─── MATERIAL PROVIDED ───

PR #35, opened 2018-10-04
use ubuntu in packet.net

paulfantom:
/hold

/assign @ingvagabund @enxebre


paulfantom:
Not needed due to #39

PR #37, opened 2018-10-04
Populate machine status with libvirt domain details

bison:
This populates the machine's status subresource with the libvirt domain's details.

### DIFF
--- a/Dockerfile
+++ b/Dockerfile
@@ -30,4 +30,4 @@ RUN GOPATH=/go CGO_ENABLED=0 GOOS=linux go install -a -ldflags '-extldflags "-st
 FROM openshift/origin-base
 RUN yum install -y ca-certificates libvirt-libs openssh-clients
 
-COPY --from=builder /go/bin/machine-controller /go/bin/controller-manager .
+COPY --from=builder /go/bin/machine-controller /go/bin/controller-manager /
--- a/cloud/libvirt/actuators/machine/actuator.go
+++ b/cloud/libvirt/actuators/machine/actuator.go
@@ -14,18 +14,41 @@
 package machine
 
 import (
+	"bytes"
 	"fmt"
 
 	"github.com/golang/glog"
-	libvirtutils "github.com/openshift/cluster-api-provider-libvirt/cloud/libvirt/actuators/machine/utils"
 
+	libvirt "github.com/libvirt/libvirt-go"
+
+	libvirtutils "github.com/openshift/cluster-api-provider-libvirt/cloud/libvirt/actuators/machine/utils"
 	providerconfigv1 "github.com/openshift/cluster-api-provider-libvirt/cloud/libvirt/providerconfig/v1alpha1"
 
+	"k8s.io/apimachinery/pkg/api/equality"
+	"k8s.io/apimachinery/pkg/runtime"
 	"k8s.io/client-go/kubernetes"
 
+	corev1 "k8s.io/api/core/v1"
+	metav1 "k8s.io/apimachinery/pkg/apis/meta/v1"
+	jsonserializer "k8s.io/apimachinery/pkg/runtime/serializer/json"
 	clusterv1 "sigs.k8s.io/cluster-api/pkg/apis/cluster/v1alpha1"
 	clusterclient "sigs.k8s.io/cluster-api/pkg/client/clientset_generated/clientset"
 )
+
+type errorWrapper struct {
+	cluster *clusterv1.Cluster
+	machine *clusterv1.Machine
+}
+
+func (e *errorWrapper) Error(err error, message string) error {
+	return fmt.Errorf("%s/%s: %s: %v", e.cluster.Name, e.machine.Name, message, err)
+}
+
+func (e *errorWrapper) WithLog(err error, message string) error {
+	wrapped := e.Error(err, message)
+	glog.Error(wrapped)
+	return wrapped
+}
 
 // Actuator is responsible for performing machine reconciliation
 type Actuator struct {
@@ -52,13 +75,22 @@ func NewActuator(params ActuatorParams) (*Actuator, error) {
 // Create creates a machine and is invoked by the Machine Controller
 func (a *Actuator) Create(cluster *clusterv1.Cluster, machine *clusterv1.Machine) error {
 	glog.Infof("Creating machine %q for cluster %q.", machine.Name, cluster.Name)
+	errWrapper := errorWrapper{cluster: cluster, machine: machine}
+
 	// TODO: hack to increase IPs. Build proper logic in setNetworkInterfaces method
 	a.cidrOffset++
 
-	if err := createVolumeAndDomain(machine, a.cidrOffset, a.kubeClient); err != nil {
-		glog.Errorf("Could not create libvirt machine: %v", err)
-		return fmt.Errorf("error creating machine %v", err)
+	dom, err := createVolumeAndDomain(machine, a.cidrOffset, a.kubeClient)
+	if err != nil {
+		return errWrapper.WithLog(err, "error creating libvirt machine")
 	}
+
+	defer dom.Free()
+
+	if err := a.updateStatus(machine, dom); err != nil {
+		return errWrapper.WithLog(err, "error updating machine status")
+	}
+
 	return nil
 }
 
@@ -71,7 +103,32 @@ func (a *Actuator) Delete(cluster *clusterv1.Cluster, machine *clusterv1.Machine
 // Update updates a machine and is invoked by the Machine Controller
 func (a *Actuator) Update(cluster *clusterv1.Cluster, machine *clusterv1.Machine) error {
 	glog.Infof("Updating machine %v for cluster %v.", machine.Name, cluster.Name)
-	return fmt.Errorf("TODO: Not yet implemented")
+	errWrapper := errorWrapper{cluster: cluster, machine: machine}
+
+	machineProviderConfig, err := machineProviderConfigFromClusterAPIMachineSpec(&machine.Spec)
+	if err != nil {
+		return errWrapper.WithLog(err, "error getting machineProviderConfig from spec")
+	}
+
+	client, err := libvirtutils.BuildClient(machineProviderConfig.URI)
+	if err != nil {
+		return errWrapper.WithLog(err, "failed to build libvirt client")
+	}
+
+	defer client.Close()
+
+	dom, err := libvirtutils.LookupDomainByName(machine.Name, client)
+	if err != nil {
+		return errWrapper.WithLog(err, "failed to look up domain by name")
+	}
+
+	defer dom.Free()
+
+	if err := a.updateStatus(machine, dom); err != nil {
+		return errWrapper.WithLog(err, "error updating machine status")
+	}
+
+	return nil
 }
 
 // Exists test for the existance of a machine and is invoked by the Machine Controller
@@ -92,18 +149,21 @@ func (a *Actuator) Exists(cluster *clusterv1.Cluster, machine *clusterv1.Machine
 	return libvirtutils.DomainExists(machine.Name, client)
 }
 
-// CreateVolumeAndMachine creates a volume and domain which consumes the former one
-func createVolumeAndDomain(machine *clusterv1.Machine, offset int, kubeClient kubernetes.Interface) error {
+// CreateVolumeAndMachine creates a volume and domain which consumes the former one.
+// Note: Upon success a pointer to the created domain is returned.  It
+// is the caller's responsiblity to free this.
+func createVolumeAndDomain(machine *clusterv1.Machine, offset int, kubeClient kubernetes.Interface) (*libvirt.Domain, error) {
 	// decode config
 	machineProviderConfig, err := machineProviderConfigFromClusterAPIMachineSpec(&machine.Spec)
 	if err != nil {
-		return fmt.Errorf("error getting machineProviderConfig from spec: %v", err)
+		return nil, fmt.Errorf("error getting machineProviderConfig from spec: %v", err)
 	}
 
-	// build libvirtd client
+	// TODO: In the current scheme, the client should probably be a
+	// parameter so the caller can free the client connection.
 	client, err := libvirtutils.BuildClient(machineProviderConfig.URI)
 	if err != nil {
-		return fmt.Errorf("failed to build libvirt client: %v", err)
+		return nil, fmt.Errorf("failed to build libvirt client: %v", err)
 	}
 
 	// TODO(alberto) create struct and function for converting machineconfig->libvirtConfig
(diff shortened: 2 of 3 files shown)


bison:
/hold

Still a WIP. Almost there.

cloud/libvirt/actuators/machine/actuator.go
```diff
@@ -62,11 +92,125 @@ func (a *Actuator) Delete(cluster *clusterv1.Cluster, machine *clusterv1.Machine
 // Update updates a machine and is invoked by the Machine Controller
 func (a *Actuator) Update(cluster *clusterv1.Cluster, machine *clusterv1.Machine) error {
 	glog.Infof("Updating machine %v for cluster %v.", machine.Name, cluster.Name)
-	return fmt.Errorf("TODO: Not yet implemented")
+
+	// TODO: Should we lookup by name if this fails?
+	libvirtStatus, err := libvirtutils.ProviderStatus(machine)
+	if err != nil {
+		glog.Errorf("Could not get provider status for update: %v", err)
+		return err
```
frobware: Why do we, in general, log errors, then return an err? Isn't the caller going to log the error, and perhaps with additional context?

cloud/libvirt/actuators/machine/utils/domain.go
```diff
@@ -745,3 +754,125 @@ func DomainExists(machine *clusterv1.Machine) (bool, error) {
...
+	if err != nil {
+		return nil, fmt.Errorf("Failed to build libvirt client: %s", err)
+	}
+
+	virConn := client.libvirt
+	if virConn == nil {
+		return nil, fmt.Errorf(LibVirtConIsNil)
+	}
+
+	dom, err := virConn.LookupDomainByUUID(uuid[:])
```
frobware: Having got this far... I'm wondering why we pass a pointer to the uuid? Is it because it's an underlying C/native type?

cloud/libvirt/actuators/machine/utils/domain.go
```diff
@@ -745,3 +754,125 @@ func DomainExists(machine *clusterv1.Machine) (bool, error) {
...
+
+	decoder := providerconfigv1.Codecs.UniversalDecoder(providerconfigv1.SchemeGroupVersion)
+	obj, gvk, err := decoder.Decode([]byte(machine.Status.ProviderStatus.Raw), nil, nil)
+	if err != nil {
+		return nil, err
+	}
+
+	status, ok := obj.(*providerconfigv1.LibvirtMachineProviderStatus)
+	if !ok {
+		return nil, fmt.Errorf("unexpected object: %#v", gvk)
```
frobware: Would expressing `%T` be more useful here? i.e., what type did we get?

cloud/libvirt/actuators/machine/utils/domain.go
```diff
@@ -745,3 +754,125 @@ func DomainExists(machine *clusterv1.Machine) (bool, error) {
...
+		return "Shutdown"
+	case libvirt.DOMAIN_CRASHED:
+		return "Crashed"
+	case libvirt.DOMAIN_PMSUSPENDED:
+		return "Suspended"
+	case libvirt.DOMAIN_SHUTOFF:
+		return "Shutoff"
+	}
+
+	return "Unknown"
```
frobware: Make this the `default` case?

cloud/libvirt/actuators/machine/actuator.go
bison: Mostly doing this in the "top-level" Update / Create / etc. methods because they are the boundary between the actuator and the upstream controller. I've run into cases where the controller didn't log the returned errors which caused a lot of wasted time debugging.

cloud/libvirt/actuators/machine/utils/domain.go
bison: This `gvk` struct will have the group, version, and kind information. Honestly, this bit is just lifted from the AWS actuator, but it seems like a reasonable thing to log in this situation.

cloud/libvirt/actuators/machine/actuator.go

───

__WHAT IS BEING ASKED__.
Beginning with the first line of the listing above, please write out every line exactly until you reach the line that contains "FROM openshift/origin-base", and include that one too.

__EXERCISE OUTPUT__.
PR #35, opened 2018-10-04
use ubuntu in packet.net

paulfantom:
/hold

/assign @ingvagabund @enxebre


paulfantom:
Not needed due to #39

PR #37, opened 2018-10-04
Populate machine status with libvirt domain details

bison:
This populates the machine's status subresource with the libvirt domain's details.

### DIFF
--- a/Dockerfile
+++ b/Dockerfile
@@ -30,4 +30,4 @@ RUN GOPATH=/go CGO_ENABLED=0 GOOS=linux go install -a -ldflags '-extldflags "-st
 FROM openshift/origin-base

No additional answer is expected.